Keep only those lines of the records that include the string "mseconds".

[DATA FOR PROCESSING Boundary: Start]

PR #454, opened 2022-02-13
CSI-2142 fix unstable mediator pool unit test

oriyarde:
the non-reviewed https://github.com/IBM/ibm-block-csi-driver/pull/170 has many issues, this fixes one of them:
a `sleep` does not guarantee that the desired state is always reached (in this case, that all remaining threads have created, and are still using, their mediator in the pool), no matter what hardcoded waiting time is chosen


ArbelNathan (approved):
LGTM

PR #438, opened 2022-01-19
CSI-3720 downgrade controller builder base image

oriyarde:
continuation of https://github.com/IBM/ibm-block-csi-driver/pull/436

PR #455, opened 2022-02-15
CSI-3736 bump base images

oriyarde:


Dockerfile-csi-controller
```diff
@@ -29,7 +29,7 @@ RUN ./csi_pb2.sh
 RUN pip3 install .
 
 
-FROM registry.access.redhat.com/ubi8/python-38:1-77
+FROM registry.access.redhat.com/ubi8/python-38:1-80
```
ArbelNathan, line 32: what about the `FROM` [above](https://github.com/IBM/ibm-block-csi-driver/blob/16ad98f5c311925648a2bcb3464b8db7cc0c8b33/Dockerfile-csi-controller#L15)?

ArbelNathan: same in .test

oriyarde: not relevant since https://github.com/IBM/ibm-block-csi-driver/pull/438

ArbelNathan: it looks there that both images in the file have been downgraded, why is the second one is ok to bump?

oriyarde: because it doesn't fail on compilation, it just contains the complied files

ArbelNathan (approved):
LGTM

PR #457, opened 2022-02-20
Feature/csi 3897 implement node get volume stats

matancarmeli7:
it passed community tests and sanity tests

### DIFF
--- a/node/pkg/driver/device_connectivity/device_connectivity_helper_scsigeneric.go
+++ b/node/pkg/driver/device_connectivity/device_connectivity_helper_scsigeneric.go
@@ -75,7 +75,7 @@ const (
 	IscsiHostRexExPath          = "/sys/class/iscsi_host/host*/device/session*/iscsi_session/session*/targetname"
 	sysDeviceSymLinkFormat      = "/sys/block/%s/device"
 	sysDeviceDeletePathFormat   = sysDeviceSymLinkFormat + "/delete"
-	BlockDevCmd                 = "blockdev"
+	blockDevCmd                 = "blockdev"
 	flushBufsFlag               = "--flushbufs"
 	mpathdSeparator             = ","
 	multipathdCmd               = "multipathd"
@@ -201,9 +201,9 @@ func (r OsDeviceConnectivityHelperScsiGeneric) GetMpathDevice(volumeId string) (
 
 func (r OsDeviceConnectivityHelperScsiGeneric) flushDeviceBuffers(deviceName string) error {
 	devicePath := filepath.Join(DevPath, deviceName)
-	_, err := r.Executer.ExecuteWithTimeoutSilently(TimeOutBlockDevCmd, BlockDevCmd, []string{flushBufsFlag, devicePath})
+	_, err := r.Executer.ExecuteWithTimeoutSilently(TimeOutBlockDevCmd, blockDevCmd, []string{flushBufsFlag, devicePath})
 	if err != nil {
-		logger.Errorf("%v %v {%v} did not succeed to flush the device buffers. err={%v}", BlockDevCmd, flushBufsFlag, devicePath,
+		logger.Errorf("%v %v {%v} did not succeed to flush the device buffers. err={%v}", blockDevCmd, flushBufsFlag, devicePath,
 			err.Error())
 		return err
 	}
@@ -211,14 +211,14 @@ func (r OsDeviceConnectivityHelperScsiGeneric) flushDeviceBuffers(deviceName str
 }
 
 func (r OsDeviceConnectivityHelperScsiGeneric) flushDevicesBuffers(deviceNames []string) error {
-	logger.Debugf("executing commands : {%v %v} on devices : {%v} and timeout : {%v} mseconds", BlockDevCmd, flushBufsFlag, deviceNames, TimeOutBlockDevCmd)
+	logger.Debugf("executing commands : {%v %v} on devices : {%v} and timeout : {%v} mseconds", blockDevCmd, flushBufsFlag, deviceNames, TimeOutBlockDevCmd)
 	for _, deviceName := range deviceNames {
 		err := r.flushDeviceBuffers(deviceName)
 		if err != nil {
 			return err
 		}
 	}
-	logger.Debugf("Finished executing commands: {%v %v}", BlockDevCmd, flushBufsFlag)
+	logger.Debugf("Finished executing commands: {%v %v}", blockDevCmd, flushBufsFlag)
 	return nil
 }
 
--- a/node/pkg/driver/device_connectivity/device_connectivity_helper_scsigeneric.go
+++ b/node/pkg/driver/device_connectivity/device_connectivity_helper_scsigeneric.go
@@ -75,7 +75,7 @@ const (
 	IscsiHostRexExPath          = "/sys/class/iscsi_host/host*/device/session*/iscsi_session/session*/targetname"
 	sysDeviceSymLinkFormat      = "/sys/block/%s/device"
 	sysDeviceDeletePathFormat   = sysDeviceSymLinkFormat + "/delete"
-	blockDevCmd                 = "blockdev"
+	BlockDevCmd                 = "blockdev"
 	flushBufsFlag               = "--flushbufs"
 	mpathdSeparator             = ","
 	multipathdCmd               = "multipathd"
@@ -201,9 +201,9 @@ func (r OsDeviceConnectivityHelperScsiGeneric) GetMpathDevice(volumeId string) (
 
 func (r OsDeviceConnectivityHelperScsiGeneric) flushDeviceBuffers(deviceName string) error {
 	devicePath := filepath.Join(DevPath, deviceName)
-	_, err := r.Executer.ExecuteWithTimeoutSilently(TimeOutBlockDevCmd, blockDevCmd, []string{flushBufsFlag, devicePath})
+	_, err := r.Executer.ExecuteWithTimeoutSilently(TimeOutBlockDevCmd, BlockDevCmd, []string{flushBufsFlag, devicePath})
 	if err != nil {
-		logger.Errorf("%v %v {%v} did not succeed to flush the device buffers. err={%v}", blockDevCmd, flushBufsFlag, devicePath,
+		logger.Errorf("%v %v {%v} did not succeed to flush the device buffers. err={%v}", BlockDevCmd, flushBufsFlag, devicePath,
 			err.Error())
 		return err
 	}
@@ -211,14 +211,14 @@ func (r OsDeviceConnectivityHelperScsiGeneric) flushDeviceBuffers(deviceName str
 }
 
 func (r OsDeviceConnectivityHelperScsiGeneric) flushDevicesBuffers(deviceNames []string) error {
-	logger.Debugf("executing commands : {%v %v} on devices : {%v} and timeout : {%v} mseconds", blockDevCmd, flushBufsFlag, deviceNames, TimeOutBlockDevCmd)
+	logger.Debugf("executing commands : {%v %v} on devices : {%v} and timeout : {%v} mseconds", BlockDevCmd, flushBufsFlag, deviceNames, TimeOutBlockDevCmd)
 	for _, deviceName := range deviceNames {
 		err := r.flushDeviceBuffers(deviceName)
 		if err != nil {
 			return err
 		}
 	}
-	logger.Debugf("Finished executing commands: {%v %v}", blockDevCmd, flushBufsFlag)
+	logger.Debugf("Finished executing commands: {%v %v}", BlockDevCmd, flushBufsFlag)
 	return nil
 }
 
--- a/node/pkg/driver/node.go
+++ b/node/pkg/driver/node.go
@@ -631,7 +631,6 @@ func (d *NodeService) NodeGetVolumeStats(ctx context.Context, req *csi.NodeGetVo
 	defer goid_info.DeleteAdditionalIDInfo()
 	volumePath := req.VolumePath
 	volumePathWithHostPrefix := d.NodeUtils.GetPodPath(req.VolumePath)
-	isFSVolume := true
 
 	err := d.nodeGetVolumeStatsRequestValidation(volumeId, volumePath)
 	if err != nil {
@@ -642,21 +641,8 @@ func (d *NodeService) NodeGetVolumeStats(ctx context.Context, req *csi.NodeGetVo
 	if !isPathExists {
 		return nil, status.Errorf(codes.NotFound, "volume path %q does not exist", volumePath)
 	}
-	isBlock, err := d.NodeUtils.IsBlock(volumePathWithHostPrefix)
-	if err != nil {
-		return nil, status.Errorf(codes.Internal, "failed to determine if %q is block device: %s", volumePath, err)
-	}
-	if isBlock {
-		isFSVolume = false
-	}
-	isMounted, err := d.IsMounted(volumePathWithHostPrefix, isFSVolume)
-	if err != nil {
-		return nil, status.Errorf(codes.Internal, "failed to check if volume path %q is mounted", volumePath)
-	}
-	if !isMounted {
-		return nil, status.Errorf(codes.NotFound, "volume path %q is not mounted", volumePath)
-	}
-	volumeStats, err := d.NodeUtils.GetVolumeStats(volumePathWithHostPrefix, isFSVolume)
+
+	volumeStats, err := d.GetVolumeStats(volumePathWithHostPrefix, volumeId)
 	if err != nil {
 		return nil, status.Errorf(codes.Internal, "Failed to get statistics for volume path %q: %s", volumePath, err)
 	}
@@ -687,6 +673,23 @@ func (d *NodeService) nodeGetVolumeStatsRequestValidation(volumeId string, volum
 	}
 
 	return nil
+}
+
+func (d *NodeService) GetVolumeStats(path string, volumeId string) (VolumeStatistics, error) {
+	isBlock, err := d.NodeUtils.IsBlock(path)
+	if err != nil {
+		return VolumeStatistics{}, status.Errorf(codes.Internal, "failed to determine if %q is block device: %s", path, err)
+	}
+	
+	if isBlock {
+		mpathDevice, err := d.OsDeviceConnectivityHelper.GetMpathDevice(volumeId)
+		if err != nil {
+			return VolumeStatistics{}, status.Errorf(codes.Internal, "Error while discovering the device : %s", err)
+		}
+		return d.NodeUtils.GetBlockVolumeStats(mpathDevice)
+	} else {
+		return d.NodeUtils.GetFileSystemVolumeStats(path)
+	}
 }
 
 func (d *NodeService) NodeExpandVolume(ctx context.Context, req *csi.NodeExpandVolumeRequest) (*csi.NodeExpandVolumeResponse, error) {
--- a/node/pkg/driver/node.go
+++ b/node/pkg/driver/node.go
@@ -508,14 +508,7 @@ func (d *NodeService) publishRawBlockVolume(mpathDevice string, targetPath strin
 // Returns: is <target mounted, error if occured>
 func (d *NodeService) isTargetMounted(targetPathWithHostPrefix string, isFSVolume bool) (bool, error) {
 	logger.Debugf("Check if target {%s} is mounted", targetPathWithHostPrefix)
-	isMounted, err := d.IsMounted(targetPathWithHostPrefix, isFSVolume)
-	if isMounted && err == nil {
-		logger.Warningf("Idempotent case : targetPath already mounted (%s), so no need to mount again. Finish NodePublishVolume", targetPathWithHostPrefix)
-	}
-	return isMounted, err
-}
-
-func (d *NodeService) IsMounted(targetPathWithHostPrefix string, isFSVolume bool) (bool, error) {
+	logger.Debugf("Check if target {%s} is mounted", targetPathWithHostPrefix)
 	isNotMounted, err := d.NodeUtils.IsNotMountPoint(targetPathWithHostPrefix)
 	if err != nil {
 		logger.Warningf("Failed to check if (%s), is mounted", targetPathWithHostPrefix)
@@ -530,6 +523,7 @@ func (d *NodeService) IsMounted(targetPathWithHostPrefix string, isFSVolume bool
 		} else if !isFSVolume && targetIsDir {
 			return true, status.Errorf(codes.AlreadyExists, "Required raw block volume but target {%s} is mounted and it is a directory.", targetPathWithHostPrefix)
 		}
+		logger.Warningf("Idempotent case : targetPath already mounted (%s), so no need to mount again. Finish NodePublishVolume", targetPathWithHostPrefix)
 		return true, nil
 	}
 }
@@ -684,7 +678,12 @@ func (d *NodeService) GetVolumeStats(path string, volumeId string) (VolumeStatis
 	if isBlock {
 		mpathDevice, err := d.OsDeviceConnectivityHelper.GetMpathDevice(volumeId)
 		if err != nil {
-			return VolumeStatistics{}, status.Errorf(codes.Internal, "Error while discovering the device : %s", err)
+			switch err.(type) {
+			case *device_connectivity.MultipathDeviceNotFoundForVolumeError:
+				return VolumeStatistics{}, status.Errorf(codes.NotFound, "Multipath Device of volume id %q does not exist", volumeId)
+			default:
+				return VolumeStatistics{}, status.Errorf(codes.Internal, "Error while discovering the device : %s", err)
+			}
 		}
 		return d.NodeUtils.GetBlockVolumeStats(mpathDevice)
 	} else {
--- a/node/pkg/driver/node.go
+++ b/node/pkg/driver/node.go
@@ -670,10 +670,9 @@ func (d *NodeService) nodeGetVolumeStatsRequestValidation(volumeId string, volum
 
 func (d *NodeService) getVolumeStats(path string, volumeId string) (VolumeStatistics, error) {
 	var volumeStats VolumeStatistics
-	errorMsg := "Failed to get statistics:"
 	isBlock, err := d.NodeUtils.IsBlock(path)
 	if err != nil {
-		return VolumeStatistics{}, status.Errorf(codes.Internal, "%q failed to determine if %q is block device: %s", errorMsg, path, err)
+		return VolumeStatistics{}, status.Errorf(codes.Internal, "Failed to determine if %q is block device: %s", path, err)
 	}
 
 	if isBlock {
@@ -681,9 +680,9 @@ func (d *NodeService) getVolumeStats(path string, volumeId string) (VolumeStatis
 		if err != nil {
 			switch err.(type) {
 			case *device_connectivity.MultipathDeviceNotFoundForVolumeError:
-				return VolumeStatistics{}, status.Errorf(codes.NotFound, "%q multipath Device of volume id %q does not exist", errorMsg, volumeId)
+				return VolumeStatistics{}, status.Errorf(codes.NotFound, "Multipath device of volume id %q does not exist", volumeId)
 			default:
-				return VolumeStatistics{}, status.Errorf(codes.Internal, "%q error while discovering the device : %s", errorMsg, err)
+				return VolumeStatistics{}, status.Errorf(codes.Internal, "Error while discovering the device : %s", err)
 			}
 		}
 		volumeStats, err = d.NodeUtils.GetBlockVolumeStats(mpathDevice)
@@ -692,7 +691,7 @@ func (d *NodeService) getVolumeStats(path string, volumeId string) (VolumeStatis
 	}
 
 	if err != nil {
-		return VolumeStatistics{}, status.Errorf(codes.Internal, "%q failed to determine if %q is block device: %s", errorMsg, path, err)
+		return VolumeStatistics{}, status.Errorf(codes.Internal, "Failed to get statistics: %s", err)
 	}
 	return volumeStats, nil
 }
--- a/node/pkg/driver/node.go
+++ b/node/pkg/driver/node.go
@@ -19,8 +19,6 @@ package driver
 import (
 	"context"
 	"fmt"
-	"io"
-	"os"
 	"path"
 	"strings"
 
@@ -87,6 +85,11 @@ type NodeService struct {
 	VolumeIdLocksMap            SyncLockInterface
 	OsDeviceConnectivityMapping map[string]device_connectivity.OsDeviceConnectivityInterface
 	OsDeviceConnectivityHelper  device_connectivity.OsDeviceConnectivityHelperScsiGenericInterface
+}
+
+type volumeStatistics struct {
+	availableBytes, totalBytes, usedBytes    int64
+	availableInodes, totalInodes, usedInodes int64
 }
 
 // newNodeService creates a new node service
@@ -648,18 +651,6 @@ func (d *NodeService) NodeGetVolumeStats(ctx context.Context, req *csi.NodeGetVo
 	}
 	if isBlock {
 		isFSVolume = false
-		//blockSize, err := d.getBlockSize(volumePathWithHostPrefix)
-		//if err != nil {
-		//	return nil, status.Errorf(codes.Internal, "failed to retrieve capacity statistics for block volume %q: %s", volumePath, err)
-		//}
-		//return &csi.NodeGetVolumeStatsResponse{
-		//	Usage: []*csi.VolumeUsage{
-		//		{
-		//			Unit:  csi.VolumeUsage_BYTES,
-		//			Total: blockSize,
-		//		},
-		//	},
-		//}, nil
 	}
 	isMounted, err := d.IsMounted(volumePathWithHostPrefix, isFSVolume)
 	if err != nil {
@@ -668,7 +659,7 @@ func (d *NodeService) NodeGetVolumeStats(ctx context.Context, req *csi.NodeGetVo
 	if !isMounted {
 		return nil, status.Errorf(codes.NotFound, "volume path %q is not mounted", volumePath)
 	}
-	available, capacity, usage, inodes, inodesFree, inodesUsed, err := d.getFilesystemStats(volumePathWithHostPrefix)
+	volumeStats, err := d.getVolumeStats(volumePathWithHostPrefix)
 	if err != nil {
 		return nil, status.Errorf(codes.Internal, "Failed to get capacity statistics for volume path %q: %s", volumePath, err)
 	}
@@ -676,15 +667,15 @@ func (d *NodeService) NodeGetVolumeStats(ctx context.Context, req *csi.NodeGetVo
 		Usage: []*csi.VolumeUsage{
 			{
 				Unit:      csi.VolumeUsage_BYTES,
-				Available: available,
-				Total:     capacity,
-				Used:      usage,
+				Available: volumeStats.availableBytes,
+				Total:     volumeStats.totalBytes,
+				Used:      volumeStats.usedBytes,
 			},
 			{
 				Unit:      csi.VolumeUsage_INODES,
-				Available: inodesFree,
-				Total:     inodes,
-				Used:      inodesUsed,
+				Available: volumeStats.availableInodes,
+				Total:     volumeStats.totalInodes,
+				Used:      volumeStats.usedInodes,
 			},
 		},
 	}, nil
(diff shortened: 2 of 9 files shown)


node/pkg/driver/node.go
```diff
@@ -613,9 +627,95 @@ func (d *NodeService) NodeUnpublishVolume(ctx context.Context, req *csi.NodeUnpu
...
+	}
+	if !isMounted {
+		return nil, status.Errorf(codes.NotFound, "volume path %q is not mounted", volumePath)
+	}
+	volumeStats, err := d.getVolumeStats(volumePathWithHostPrefix)
+	if err != nil {
+		return nil, status.Errorf(codes.Internal, "Failed to get capacity statistics for volume path %q: %s", volumePath, err)
+	}
+	return &csi.NodeGetVolumeStatsResponse{
+		Usage: []*csi.VolumeUsage{
```
ArbelNathan, line 667: don't we want volume_condition too?
I can see it's Must if we support "VOLUME_CONDITION node capability" but any reason why not do it anyway?

matancarmeli7: `A Node plugin MUST implement this RPC call if it has GET_VOLUME_STATS node capability or VOLUME_CONDITION node capability`
this is what they write in the spec, so it's enough to add GET_VOLUME_STATS node capability, no?

node/pkg/driver/node.go
```diff
@@ -613,9 +627,95 @@ func (d *NodeService) NodeUnpublishVolume(ctx context.Context, req *csi.NodeUnpu
...
+	goid_info.SetAdditionalIDInfo(volumeId)
 	defer goid_info.DeleteAdditionalIDInfo()
-	return nil, status.Error(codes.Unimplemented, "NodeGetVolumeStats is not implemented yet")
+
+	if volumeId == "" {
+		return nil, status.Error(codes.InvalidArgument, "NodeGetVolumeStats Volume ID must be provided")
+	}
+	if volumePath == "" {
+		return nil, status.Error(codes.InvalidArgument, "NodeGetVolumeStats Volume Path must be provided")
+	}
```
oriyarde, line 642: please move this to a `nodeGetVolumeStatsRequestValidation` function

oriyarde (commented):
please rename in this PR title `2897` to `3897`

node/pkg/driver/node.go
oriyarde: we don't support [volume health monitoring](https://kubernetes.io/blog/2021/04/16/volume-health-monitoring-alpha-update/#node-side-volume-health-monitoring), I couldn't find other CSI drivers that support this capacility, I don't think it's trivial and it's still alpha anyway

node/pkg/driver/node.go
matancarmeli7: done

matancarmeli7:
> please rename in this PR title `2897` to `3897`

done

node/pkg/driver/node.go
```diff
@@ -613,9 +627,104 @@ func (d *NodeService) NodeUnpublishVolume(ctx context.Context, req *csi.NodeUnpu
 }
 
 func (d *NodeService) NodeGetVolumeStats(ctx context.Context, req *csi.NodeGetVolumeStatsRequest) (*csi.NodeGetVolumeStatsResponse, error) {
-	goid_info.SetAdditionalIDInfo(req.VolumeId)
+	volumeId := req.VolumeId
+	volumePath := req.VolumePath
+	volumePathWithHostPrefix := d.NodeUtils.GetPodPath(req.VolumePath)
+	isFSVolume := true
+	goid_info.SetAdditionalIDInfo(volumeId)
```
oriyarde, line 634: please set the additional id info before any other logic (before e.g. `GetPodPath`)

matancarmeli7: also the defer line? or it's doesn't matter?

node/pkg/driver/node_test.go
```diff
@@ -895,23 +895,32 @@ func TestNodeUnpublishVolume(t *testing.T) {
...
-	if err == nil {
-		t.Fatalf("Expected error code %d, got nil", expErrCode)
-	}
-	srvErr, ok := status.FromError(err)
-	if !ok {
-		t.Fatalf("Could not get error status code from error: %v", srvErr)
-	}
-	if srvErr.Code() != expErrCode {
-		t.Fatalf("Expected error code %d, got %d message %s", expErrCode, srvErr.Code(), srvErr.Message())
+	if err != nil {
```
oriyarde, line 916: shouldn't the test fail if `err` is `nil`?
in addition, please add a "happy flow" test case, to see the (fake) stats values actually exist in the response volume usage

oriyarde: another test case I just thought of: assert unix stat failure leads to a CSI internal status code error

node/pkg/driver/node.go
oriyarde: the defer should also come right after the set

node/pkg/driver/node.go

[DATA FOR PROCESSING Boundary: End]

### YOUR SOLUTION:
-	logger.Debugf("executing commands : {%v %v} on devices : {%v} and timeout : {%v} mseconds", BlockDevCmd, flushBufsFlag, deviceNames, TimeOutBlockDevCmd)
+	logger.Debugf("executing commands : {%v %v} on devices : {%v} and timeout : {%v} mseconds", blockDevCmd, flushBufsFlag, deviceNames, TimeOutBlockDevCmd)
-	logger.Debugf("executing commands : {%v %v} on devices : {%v} and timeout : {%v} mseconds", blockDevCmd, flushBufsFlag, deviceNames, TimeOutBlockDevCmd)
+	logger.Debugf("executing commands : {%v %v} on devices : {%v} and timeout : {%v} mseconds", BlockDevCmd, flushBufsFlag, deviceNames, TimeOutBlockDevCmd)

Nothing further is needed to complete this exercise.